Amid the resurgence by mega-cap growth stocks and havoc wrought by multiple bank meltdowns, small-caps are trailing their larger rivals.
For example, the Russell 2000 and S&P SmallCap 600 indexes are up an average of 2.65% year-to-date, as of April 4, while the large-cap S&P 500 was higher by 7.9%. Plus, both small-cap benchmarks showed significantly higher annualized volatility than the S&P 500. While those factoids don’t appear inviting for small-cap investors, they also arguably belie opportunity with smaller stocks.
With a decent amount of exposure to growth stocks and no exposure to financial services stocks, the Invesco NASDAQ Future Gen 200 ETF (QQQS ) could be an attractive avenue for market participants looking to put capital to work with smaller equities. Some market observers believe the gap between small- and large-caps is unusually wide.
“Second, at 44% of the price of the S&P 500, the Russell 2000 recently hit a level that should mark a low point for the moment. The percentage hasn’t gone below that level since the first decade of this century, according to Evercore, which implies that if the broader market keeps bouncing, small-caps could easily outperform,” reported Jacob Sonenshine for Barron’s.
As noted above, QQQS has no exposure to financial services stocks — a perk of tracking an index that’s a descendant of the Nasdaq-100, which excludes that sector. However, that doesn’t diminish QQQS’s rebound potential as bank volatility ebbs.
“First off, the banking issue seems to have stabilized. Less money has been flowing out of banks in the last couple of weeks and banks are borrowing less from Federal Reserve facilities meant to ensure they have enough liquidity. That means fear of an economic crisis is fading, the perfect environment for a pop in small-caps,” according to Barron’s.

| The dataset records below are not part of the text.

PR #1035, opened 2026-01-27
Adding unique node subnet for nodepools

shreyashastantram:
Creating Unique subnet for nodepools.
Adding max surge as 1 to extend beyond 3500 nodes for podsubnet mode.


isaac-dasan (commented):
Also please remove the chages to matrix file and new-pipeline-test.yml file before merge

PR #1124, opened 2026-04-08
Remove apiserver-vn10pod100 pipeline and all related files

liyu-ma:
## Summary
- Remove the `apiserver-vn10pod100` (API Server Benchmark, 10 virtual nodes, 100 pods) pipeline, scenario configs, and dedicated Kusto dashboard
- Delete `dashboards/` directory (only contained the vn10pod100 dashboard)
- Update GCP README to reference `apiserver-vn100pod3k` as the example scenario instead


dashboards/example.json
```diff
@@ -1,327 +0,0 @@
-{
-    "$schema": "https://dataexplorer.azure.com/static/d/schema/52/dashboard.json",
-    "id": "5a058a0b-b125-487c-a7c6-13a78f48a4f1",
```
xinWeiWei24, line 3: This is like an example for dashboard, do we need to delete it or we can just change to another scenario

xinWeiWei24 (approved):

dashboards/example.json
liyu-ma: As discussed this does not seem to be used by any teams, remove it.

Another point in favor of QQQS is the following: It’s widely expected that if the economy materially slows later this year, the consumer cyclical sector could endure its shares of punishment. Fortunately, QQQS allocates just 7.74% of its roster to that sector. Technology and healthcare stocks combine for over 83% of the ETF’s portfolio.
The ETF’s significant healthcare weight under the umbrella of a smaller stock strategy is relevant because some of the fund’s holdings from that sector could prove sturdy in the face of a recession, taking their cues from clinical trial updates and mergers and acquisition activity.
QQQS holds 199 stocks, none of which exceed a weight of 1.61%.